One of the main reasons is a gap between the processes that data scientists and developers are responsible for.
The former is focused on iteration and experimentation during the last dream of a fail-safe system at any cost.
But this is wider than all machine learning problems in industrial development. Therefore, there was a need to find an approach that would help establish communication between teams, increase the efficiency of ML projects, and minimize the complexity of their implementation. This approach is called MLOps, which can be seen as an extension of DevOps.
What Is MLOps
The popularity of machine learning is growing, and with it, the number of difficulties for technology teams and companies. For example, moving to the cloud, scaling, creating and managing machine learning pipelines, and many others.
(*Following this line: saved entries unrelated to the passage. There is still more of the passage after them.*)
Issue #2285, opened 2019-09-16
rebuild failed because nginx default.key permission


Goddard:
OSError: Can not read file in context: laradock/nginx/ssl/default.key

Everything in the ssl directory is written as root.  I changed permission for ownership and group to my user and then I was able to build.

BrothelUndercover:
same issue!

ultrono:
Yep I'm getting the same via a new install from the latest version on Ubuntu. 

Changing file SSL permissions didn't work. Only way I could get the nginx container running was to comment out the SSL related settings in my nginx site config.

VesterDe:
I'm also getting this issue, although yesterday a normal build just worked.

VesterDe:
I dirty fix was to chown it to my user, but that shouldn't be needed.

NoumanArshad83:
Hello,

I got the issue, to reproduce erro

1. Build default laradoc containers using command **docker-compose up -d mysql php-fpm nginx**
2. Stop containers using **docker-compose stop**
3. open **.env** file in laradoc and rename **COMPOSE_PROJECT_NAME** value to something else and save file
4. run command again **docker-compose up -d mysql php-fpm nginx**

it will give error
**Permission denied: '/home/laradock/nginx/ssl/default.key'** which were set as **root** and permissions **xr - -**

**Solution**
Changing permission to **chmod 644** resolved issue

PR #2780, opened 2020-11-25
Fix nginx default.key permission

vlauciani:
Solved issue: 
- https://github.com/laradock/laradock/issues/2285

with solution:
- https://github.com/laradock/laradock/issues/2285#issuecomment-616225902


vlauciani:
please, check this PR

PR #241, opened 2024-11-15
Create .pre-commit-config.yaml

ponceta:


ponceta:
@domi4484 any idea how to make the CI happy about this import? :

https://github.com/QGEP/datamodel/pull/241/files#diff-c883dd6eb4fbc752e5147566aea0c5a02a08897683b2f80005dde8f7fcae614eR11-R14

in 
`create_views.py`
`pre-all.py`
`post-all.py`

They are launched by pum in the CI so I don't get how to reach the view classes.

domi4484 (approved):
I guess the only way is to make flake8 ignore the rule in this case.

Not sure what you mean about "launched by PUM", are those file generated autmatically?

ponceta:
> I guess the only way is to make flake8 ignore the rule in this case.
> 
> Not sure what you mean about "launched by PUM", are those file generated automatically?

Theses files are provided with a specific syntax so PUM applies these before and after the deltas when upgrading :

https://github.com/opengisch/pum?tab=readme-ov-file#delta-files

domi4484 (commented):
Ok thanks for the insight.

I guess the noqa in fact must be on the import lines

PR #244, opened 2025-01-21
Alter postgres to the 2025 version

ponceta:
Alter postgres to the 2025 version

### DIFF
--- a/.docker/Dockerfile
+++ b/.docker/Dockerfile
@@ -1,4 +1,4 @@
-ARG POSTGIS_VERSION=14-3.2
+ARG POSTGIS_VERSION=16-3.5
 FROM postgis/postgis:${POSTGIS_VERSION}
 
 # System deps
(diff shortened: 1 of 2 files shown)


ponceta:
system_user prevents us from upgrading to postgreSQL 16 + since it is only fixed by deltas.

@3nids @domi4484 What would be the simplest thing to do? Upgrade process to a v2.0 then start from v2.0 until end of life of qgep?

3nids:
To me the simplest and safest would be to alter the initial dump, to either double quote system_user (it might work, not sure and didn't check) or directly rename the column there. Then, adapt the delta to correctly handle both scenarios (system_user and user_system).

Another approach would be to simply drop these checks. And only go with deltas from now on. Who's going to init a new instance on QGEP anyway? he would go for TWW directly. I would recommend following this road.

sjib:
@ponceta Still needed or solved with TWW Migration?

PR #246, opened 2025-09-25
Fix requirements.txt

ponceta:
Otherwise pum 1.x is installed by default which is not supported

### DIFF
--- a/requirements.txt
+++ b/requirements.txt
@@ -1,4 +1,4 @@
 pirogue==1.4.1
 psycopg2
 pyyaml
-pum>=0.10.0
+pum<=0.10.0


sjib:
good hint!
@ponceta did you check whether their is also a conflict with the roles definition between qgep and tww? Would it be good practice to install tww in another database cluster than qgep?

ponceta:
Until yet I've seen no trouble linked to postgreSQL side. Python packaging is always a bit tricky and especially on Windows where it is poorly supported and often conflicting. It would be easier to ship pirogue with tmmt directly as we do with pum but it has a limitation which implies that we upgrade pirogue for all modules and versions at the same time.

Issue #980, opened 2022-10-01
feature: have createStripeGraphQLServer accept async isAllowed function


ejkkan:
Problem:
Right now we can't  pass an async function according to the TS spec.
This way we can't really fetch more info about a user. 

The example from the stripe [package release page](https://nhost.io/blog/open-source-stripe-graphql-api) could be considered a use-case for it

Solution:
Just adding Promise support for the isAllowed type

```ts
export declare type CreateServerProps = {
    cors?: CORSOptions;
    isAllowed?: (stripeCustomerId: string, context: Context) => boolean | Promise<boolean>;
    graphiql?: boolean;
};
```

ejkkan:
If you're interested. I could make an PR if I could get permissions

elitan:
> If you're interested. I could make an PR if I could get permissions

Yes please

elitan:
Fixed in https://github.com/nhost/nhost/pull/985

PR #985, opened 2022-10-03
feat/added async support for isAllowed prop for createStripeGraphQLServer

ejkkan:
fixes issue: https://github.com/nhost/nhost/issues/980

### DIFF
--- a/packages/stripe-graphql-js/src/schema/stripe.ts
+++ b/packages/stripe-graphql-js/src/schema/stripe.ts
@@ -17,7 +17,7 @@ builder.objectType('Stripe', {
       resolve: async (_parent, { id }, context) => {
         const { isAllowed } = context
 
-        if (!isAllowed(id, context)) {
+        if (!await isAllowed(id, context)) {
           throw new GraphQLYogaError('Not allowed')
         }
 
@@ -64,7 +64,7 @@ builder.objectType('Stripe', {
           starting_after: startingAfter || undefined
         })
 
-        const customerData = customers.data.filter((customer) => isAllowed(customer.id, context))
+        const customerData = customers.data.filter(async (customer) => await isAllowed(customer.id, context))
 
         customers.data = customerData
 
@@ -95,7 +95,7 @@ builder.objectType('StripeMutations', {
       resolve: async (_, { customer, configuration, locale, returnUrl }, context) => {
         const { isAllowed } = context
 
-        if (!isAllowed(customer, context)) {
+        if (!await isAllowed(customer, context)) {
           throw new GraphQLYogaError('Not allowed')
         }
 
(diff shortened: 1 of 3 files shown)


plmercereau (changes requested):
Thanks for this!
You also need to add an `await` when calling this function [here](https://github.com/nhost/nhost/blob/66ef8f91a3c3430ec877a2d7cbaf2f64df90338b/packages/stripe-graphql-js/src/schema/stripe.ts#L20), [here](https://github.com/nhost/nhost/blob/66ef8f91a3c3430ec877a2d7cbaf2f64df90338b/packages/stripe-graphql-js/src/schema/stripe.ts#L67), and [there](https://github.com/nhost/nhost/blob/66ef8f91a3c3430ec877a2d7cbaf2f64df90338b/packages/stripe-graphql-js/src/schema/stripe.ts#L98)

ejkkan:
> Thanks for this! You also need to add an `await` when calling this function [here](https://github.com/nhost/nhost/blob/66ef8f91a3c3430ec877a2d7cbaf2f64df90338b/packages/stripe-graphql-js/src/schema/stripe.ts#L20), [here](https://github.com/nhost/nhost/blob/66ef8f91a3c3430ec877a2d7cbaf2f64df90338b/packages/stripe-graphql-js/src/schema/stripe.ts#L67), and [there](https://github.com/nhost/nhost/blob/66ef8f91a3c3430ec877a2d7cbaf2f64df90338b/packages/stripe-graphql-js/src/schema/stripe.ts#L98)

Thanks. Please have another look when you have the time @plmercereau

packages/stripe-graphql-js/src/schema/stripe.ts
```diff
@@ -64,7 +64,7 @@ builder.objectType('Stripe', {
           starting_after: startingAfter || undefined
         })
 
-        const customerData = customers.data.filter((customer) => isAllowed(customer.id, context))
+        const customerData = customers.data.filter(async (customer) => await isAllowed(customer.id, context))
```
plmercereau, line 67: Unfortunately this won't work as `filter` doesn't support async functions :(
We could solve this with a reduced and `Promise.all`, but for the sake of readability, we could do something like this:

```suggestion
        const customerData: Stripe.Customer[] = []
        for (const customer of customers.data) {
          if (await isAllowed(customer.id, context)) {
            customerData.push(customer)
          }
        }
```

plmercereau (changes requested):

packages/stripe-graphql-js/src/schema/stripe.ts
ejkkan: My bad. Thanks for the suggestion.
Lets go for it :)

plmercereau:
Looks good to me! I added a changeset so a new version is released.
@elitan if you don't mind having a look before I merge the PR

plmercereau (approved):

elitan (approved):
LGTM

Issue #930, opened 2022-09-12
Nextjs: Nhost client not properly updating user session


msp-ampcome:
I am using nhost with Nextjs. I am trying to use createServerSideClient on a SSR page. but it is not passing the accesstoken when i am making queries with nhost.graphql.request(). I tried to get the session with nhost.auth.getSession(). it is returning null. getNhostSession() is also returning null.

I followed all the steps in the documentation.
i can retrieve the user data once the page is hydrated with useUserData
but i couldn't retrieve any auth related data on getServerSideProps

altschuler:
Same problem as https://github.com/nhost/nhost/issues/886

msp-ampcome:
@altschuler is there any workaround for this? or do we have to wait till they fix it?

altschuler:
I don't think there's much to do about it currently, but someone from nhost would know better :)

ejkkan:
Also seeing this

PR #986, opened 2022-10-03
fix: read nextjs context cookie in clientStorage

### LINKED ISSUE #886: getSession return null when use inside next.js getServerSideProps
Im try to get user session inside getServerSideProps by using - nhost.auth.getSession() but its return null after refreshing the page or route change.
This issue occurs after updating to @nhost/nextjs@1.6.2 or upper.

altschuler:
The nextjs package creates its own NhostClient with a custom `clientStorage` that reads cookies to check if there's an active user session. However, it doesn't read cookies from the nextjs context, meaning that it'll never find the `nhostRefreshToken` cookie when used inside `getServerSideProps`. 

Fixes #886 and #930.

### DIFF
--- a/.changeset/eleven-turkeys-clean.md
+++ b/.changeset/eleven-turkeys-clean.md
@@ -1,0 +1,5 @@
+---
+'@nhost/nextjs': patch
+---
+
+read nextjs context cookies in `createServerSideClient`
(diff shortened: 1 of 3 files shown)


plmercereau (approved):

plmercereau:
Thanks for this fix!

PR #1012, opened 2022-10-08
Recover documentation consistency

d4g0:
This file has diverged from the respective doc [page](https://docs.nhost.io/platform/quickstarts/vue#configure-nhost-with-vue). 
Maybe the docs should be updated instead to match the current file, in any case, i think will be nice to fix this and avoid confusion & friction to new comers trying the vue integration out.


elitan (approved):
Thanks for this! 🙏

In 2015 the Google team published a study on hidden technical debt in machine learning systems. According to the article, model development is only a small part of the process. For example, infrastructure maintenance, data collection and verification, configuration, and monitoring take up most of the time.
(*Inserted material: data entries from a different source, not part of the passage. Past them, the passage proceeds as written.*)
Issue #752, opened 2022-06-26
`useAuthenticationStatus` on unstable network


elitan:
From [Discord](https://canary.discord.com/channels/552499021260914688/615892613081333794/988443302783250453).

If `/v1/auth/token` is not accessible, `isLoading` and `isAuthenticated` (from `useAuthenticationStatus`) are both `false`.

This can cause a problem when protecting routes:

```js
import { useAuthenticationStatus } from '@nhost/react'
import { Navigate, useLocation } from 'react-router-dom'

const ProtectedRoute = ({ children }) => {
  const { isAuthenticated, isLoading } = useAuthenticationStatus()
  const location = useLocation()

  if (isLoading) {
    return (
      <div>Loading</div>
    )
  }

  if (!isAuthenticated) {
    return <Navigate to="/sign-in" state={{ from: location }} replace />
  }

  return children
}

export default ProtectedRoute
```

If you're on a mobile phone, and the connection is not stable, it could be that our js SDK tries to sign in the user by making a request to `/v1/auth/token`. The endpoint is not reachable because of the bad connection from the mobile phone. So the SDK sets both `isLoading` and `isAuthenticated` to `false`, which will cause the user to be redirected to `/sign-in`.

Here's what we could do:

1. `isLoading` should only return `false` once the SDK is 100% sure about the `isAuthenticated` state. That means that `isLoading` should only be set to `false` if the SDK gets an actual response from `/v1/auth/token`. Either a `200 OK` or `401 Unauthorize`.
2. If the SDK can't reach `/v1/auth/token` because the network connection is unstable, the SDK should retry the request every 5 seconds until it successfully gets a response.
3. (not sure about this one): We can also introduce a new variable to `useAuthenticationStatus` indicating what's the reason for `isLoading` to be `false`. The reason will always be because the SDK is waiting for a network request, but it could be useful to inform if the network is stable and the SDK is making the first request, or if the network is unstable and the SDK is making the 10th request.

plmercereau:
We could set a retry logic when the auth service cannot be reached, but with the above suggestion, the loading status will remain indefinitely at `true` when the user is offline.
When offline or with a poor connectivity, it is possible to check if a refresh token is present in the local storage:
- If not present, we know the user is not authenticated -> `isLoading` to `false`,  `isAuthenticated` to `false` (current behaviour)
- if present, we know a user _should_ authenticate eventually, unless something goes wrong (for instance invalidated refresh token)

plmercereau:
[...]

PR #1022, opened 2022-10-11
feat: Retry the token import when starting offline

plmercereau:
On startup, retries to import the token until network is up and the server does not respond a 5xx error: the 5 first times every second, then every 5 second.

In the meantime the authentication status is loading.

`nhost.auth.getAuthenticationStatus()` and the `useAuthenticationStatus` react hoos/vue composable get a new `connectionAttempts` property.


packages/core/src/machines/index.ts
```diff
@@ -137,7 +142,20 @@ export const createAuthMachine = ({
                   actions: ['saveSession', 'reportTokenChanged'],
                   target: 'signedIn'
                 },
-                onError: { actions: ['saveAuthenticationError'], target: 'signedOut' }
+                onError: [
```
szilarddoro, line 145: Could you please write tests for this?

szilarddoro (changes requested):

packages/core/src/machines/index.ts
plmercereau: Yes, as soon as we will have validated the design

elitan:
Sounds good to me.

Just a few questions: 

1. What are the values of `isLoading` and `isAuthenticated` after the 20 tries?
2. What happens if Auth returns e.g. 500 (instead of a network error)?

plmercereau:
> 1. What are the values of `isLoading` and `isAuthenticated` after the 20 tries?

after the attempts, `isLoading: false` and `isAuthenticated: true`

> 2. What happens if Auth returns e.g. 500 (instead of a network error)?

It will not retry and will return `isAuthenticated: false`

elitan:
Understood.

What do you think about trying to authenticate indefinitely? This way, we would never get into an `isLoading: false, isAuthenticated: false` state when the user might have a valid refresh token.

Setting `isAuthenticated: false` when the server returns `500` also feels wrong to me. Again, it could be that the user has a valid refresh token. 

Going back to what I wrote [originally](https://github.com/nhost/nhost/issues/752#issue-1284818107), I think this is how it should work:

1. `isLoading` should only return `false` once the SDK is 100% sure about the `isAuthenticated` state. That means that `isLoading` should only be set to `false` if the SDK gets an actual response from `/v1/auth/token`. Either a `200 OK` or `401 Unauthorize`.
2. If the SDK can't reach `/v1/auth/token` because the network connection is unstable, the SDK should retry the request every 5 seconds until it successfully gets a response.
3. (not sure about this one): We can also introduce a new variable to `useAuthenticationStatus` indicating the reason for `isLoading` to be `false`. The reason will always be because the SDK is waiting for a network request, but it could be helpful to inform whether the network is stable and the SDK is making the first request or if the network is unstable and the SDK is making the 10th request.

plmercereau:
then we could add `connectionAttempts` to let the developer decide what to do after x attempts.
I would keep the first five attempts's delay to 1 second and the following to 5 seconds - 5 seconds is very long to wait in a unreliable internet connection that only failed to get one call

plmercereau:
but still, `nhost.auth.signIn` will never resolve when offline

packages/core/src/machines/index.ts
```diff
@@ -869,11 +890,22 @@ export const createAuthMachine = ({
               })
               return { session, error: null }
             } catch (exception) {
-              error = (exception as { error: ValidationErrorPayload }).error
+              error = (exception as { error: ErrorPayload }).error
```
szilarddoro, line 893: You can return the rejected promise when this error happens

szilarddoro (approved):
Looks good! 👍

PR #1026, opened 2022-10-13
Create TIE_ANIMATION.svg

aditimahabole:
This is a demo of how to do an svg animation


elitan:
What's this exactly? I'm closing for now because it does not look relevant, but I'm happy to re-open if I was wrong.

PR #1038, opened 2022-10-15
Fixing React Apollo CRM

elitan:


examples/react-apollo-crm/nhost/config.yaml
```diff
@@ -1,13 +1,5 @@
 metadata_directory: metadata
 services:
-  hasura:
-    image: hasura/graphql-engine:v2.10.1
-    environment:
-      hasura_graphql_enable_remote_schema_permissions: false
-  auth:
-    image: nhost/hasura-auth:0.13.2
-  storage:
-    image: nhost/hasura-storage:0.2.4
```
plmercereau, line 10: images are pinned by [@nhost/sync-versions](https://github.com/nhost/nhost/tree/main/packages/sync-versions) to be sure we run any e2e test in the monorepo with the versions determined in [nhost-cloud.yaml](https://github.com/nhost/nhost/blob/main/nhost-cloud.yaml), and not the default versions in the cli that is used in our CI pipelines. Didn't husky run the sync with a pre-commit hook>

examples/react-apollo-crm/nhost/metadata/databases/default/tables/tables.yaml
```diff
@@ -2,9 +2,9 @@
 - "!include auth_providers.yaml"
 - "!include auth_refresh_tokens.yaml"
 - "!include auth_roles.yaml"
-- "!include auth_user_authenticators.yaml"
```
plmercereau, line 5: the `auth_user_authenticators.yaml` file should also be removed

examples/react-apollo-crm/pnpm-lock.yaml
```diff
@@ -0,0 +1,4938 @@
+lockfileVersion: 5.4
```
plmercereau, line 1: why was the lockfile generated? it is supposed to use the lock file in the monorepo root. The other examples don't have any lockfile to avoid having to maintain it every time we release new versions or change the underlying dependencies. I would remove this

plmercereau (changes requested):

plmercereau (approved):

To optimize this large system, a new engineering culture of machine learning began to form. So, at the junction of DevOps, Data Engineering, and Machine Learning, MLOps appeared.
MLOps is a set of collaborative practices that helps build a transparent workflow on ML models. Their use improves quality, simplifies the management process, and automates the deployment of the machine and deep learning models in a production environment. Everyone is involved in this process, from managers with minimal programming knowledge to data scientists, DevOps, and machine learning engineers. As a result, the resulting models are easier to align with business and regulatory requirements.
Suppose a bank has started developing an ML model that will automatically assess a client’s creditworthiness. As a rule, problems begin at the start of work with the model, and then they only become more. Let’s see how MLOps helps to solve the main ones.
Establishing joint work of different specialists and teams associated with data is difficult. They have different skills and tools for work. In the first stage, the data scientist develops the model; he also conducts experiments and trains it. After that, the model needs to be packed and provided with the necessary environment, set up monitoring, and continue to train on new data.
After the scoring model is developed, it must be connected to the banking system. But the developer of the last stage may need to understand more about machine learning, which can create an unforeseen risk for the model to work. MLOps helps to establish interaction between teams with different profiles so that work at each stage is transparent and consistent with the project’s objectives.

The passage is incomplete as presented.